Parafraseando a la feminista de Beauvoir en el día en que se celebra en el mundo la asistencia humanitaria, sería interesante preguntarse hoy de dónde nace y cómo se puede vivir el humanitarismo, sin caer en la pretensión de los sentimentales, ni en los precipicios de la incredulidad total sobre la posibilidad de ayudar a otros.
Es evidente que la verdad científica sobre nuestra biología que nos determina como seres humanos con 46 cromosomas no es suficiente para explicar el dolor ni la empatía. Los seres humanos tenemos esta capacidad de percibir y ponernos en movimiento con lo que a otros les ocurre. En este sentido, como decía Ortega y Gasset, somos “personas con los demás en el mundo”.
Pese a esta disposición natural con la que la mayoría simpatiza, el individualismo cobra fuerza. Es una suerte de alienación consentida. Yo desde mí, para mí y conmigo mismo. Los potenciales altruistas se atrofian por falta de alimento, se desalienta la gratuidad, se desconfía, se pervierten las relaciones más inocentes, se comercia con la imagen de bondad y se aprende a vivir solo para sí mismo sin culpa.
El cinismo vence y parece que con el ego bien alimentado con situaciones controladas, personas manipuladas, sentimientos descartados... se consigue suficiente satisfacción. Sin embargo, el alma empobrecida reacciona de diversas formas: se envilece hasta la crueldad, peca de perversidad, infesta a otros de indolencia y sufre.

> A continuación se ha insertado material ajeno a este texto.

Issue #6342, opened 2021-12-16
[IDEA] Short ascii alias to tiddlers with long, unicode titles


shardator:
**Is your feature request related to a problem? Please describe.**

I have a small wiki in Hungarian, and there are many accented letters in the language. I also want to have titles decorated with emojis, add commas, etc. But I'd also like to have a way to simply link them, without having to copy the whole title.

Sometimes, when I change the title to this new format, the references work, but sometimes they get broken. For example the link

```
#ArvizturoTukorfurogep
```

opens a new empty tiddler with the same title, but I'd like to change the title to

```
Árvíztűrő™ Tükörfúrógép®
```

sometimes this works, but more often it does not. **And when it does not, it is totally silent, the link gets lost, the new page gets orpaned, unreachable.** Clicking the link opens a new empty tiddler again.

**Describe the solution you'd like**

I'd simply like to have a way to specify **both** a visible title and a **wikiword** for the same tiddler.

**Describe alternatives you've considered**

None.

**Additional context**

None.

shardator:
OK, there is a solution:

> As for differently named links opening the same tiddler, Mario has made a uni-link plugin that does this using I believe aliases. I have not used it, but many others do.

shardator:
The only problem with UniLink that it is a bit tedious (one has to carefully set the aliases, they are not filled automatically clicking on the link for a non-existing page), **and does not work with markdown!**. Is there a way around the latter?

pmario:
>The only problem with UniLink that it is a bit tedious (one has to carefully set the aliases, they are not filled automatically clicking on the link for a non-existing page),

There has been a discussion lately, that the "Missing tiddler "xxxx" – click to create" template doesn't allow us to create markdown tiddlers. The default action will always create a standard TW tiddler. see: **tm-edit-tiddler should take (and use) a bag of fields like tm-new-tiddler** #6001 

The idea there was, that the markdown plugin could add a template, that would be show as an additional text eg: "Missing tiddler "xxxx" – click to create a markdown tiddler" 

The "edit tiddler" toolbar button would also need a possibility to create an MD or TW tiddler .. 

It may be possible, that uni-link also brings a "template" that shows "Create New Alias Tiddler" with a prefilled **aliases** field. ... 

I think this would be valid extension for the plugin.

pmario:
I did add a new issue to the uni-link repo: https://github.com/wikilabs/plugins/issues/108

pmario:
[...]

PR #6364, opened 2021-12-22
Missing tiddler cascade - To extend the "missing tiddler hint" in the missing tiddler body

pmario:
Many users create links in a tiddler and then click the missing link to create the new tiddlers. 

This workflow works well, if users use `text/vnd.tiddlywiki` type tiddlers. 

But if users mainly work with eg: `text/markdown` the mechanism fails, since the default buttons shown in the tiddler body and tiddler toolbar will create tiddlers with an **empty type field**. 

See: https://talk.tiddlywiki.org/t/how-do-i-make-the-click-edit-to-create-button-make-a-markdown-tiddler/436
See: https://groups.google.com/g/tiddlywiki/c/HtkGP4M1P8M/m/QMhmMXCiCAAJ
see: https://github.com/Jermolene/TiddlyWiki5/issues/6342

This PR prepares the UI to use a "missing tiddler cascade" so plugin authors and core plugins are more flexible to create an improved "Missing Tiddler Workflow". 

This PR doesn't change the default UI or the default workflow as it exists at the moment. It only creates a new "Missing Tiddler Cascade" which plugin authors can use to hook into. 

There will be a second PR, with a proposal, how this  new cascade can be used to improve the core markdown plugin.

The extended Cascase Info will look like this:
missing-tiddler-body-01

and

missing-tiddler-body-02


pmario:
.

Jermolene:
Thanks @pmario – if the markdown plugin needs to add its own missing tiddler template, surely it could just insert a new rule in the view template body cascade immediately before $:/config/ViewTemplateBodyFilters/default such as `[is[missing]then[$:/plugins/markdown/missingtiddler]]`?

The other way of approaching the original goal might be to introduce segments into the default $:/core/ui/ViewTemplate/body/default template using a tag such as $:/tags/MissingTiddlerSegment. That way, any amount of plugins can add their own custom UI.

pmario:
Just a note. Related to: https://talk.tiddlywiki.org/t/i-overcame-a-hurdle-choose-from-custom-new-tiddler-buttons-when-opening-a-missing-link/4799

pmario:
markdown plugin needs to handle this one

Algunos tratan de despertar el humanitarismo desde fuera con luces artificiales de metas, raciocinios, cuentas. Pero sigue la nostalgia de ese poder entregar algo a otros porque sí, porque está en nuestra naturaleza libre. Sobre todo, cuando surgen esos testimonios que la realidad nos acerca, como la atleta olímpica que levanta a su compañera y sigue con ella la carrera, sin importarle más la medalla o el puesto. Miradas, gestos, acciones concretas en que se arriesgan vida y fortuna... muchos factores nos demuestran que la humanidad sigue generando luces propias, exóticas, bellas. Recuerdo lo que nos decía hace unos días el monseñor Siluán Muci, de la Iglesia Católica Ortodoxa de Antioquia, sobre la forma en que viven y mueren los cristianos en Siria, país en el que vivió mucho tiempo. La verdadera asistencia humanitaria es permitir que el otro sea él mismo porque lo consideramos un bien en sí y contribuimos para su desarrollo porque lo sabemos persona, libre, más allá de nuestras diferencias.
Qué hermoso es contemplar a alguien hacer algo bueno por otros, sin selfies, sin portadas en una revista. Este bosque de seres luminosos capaces de ser y relacionarse libremente crece en silencio, ama el silencio. Pero requiere del abono, del cuidado de la educación que aprecie la libertad humana. Del cuidado de esta frágil ecología humana surge lo humanitario.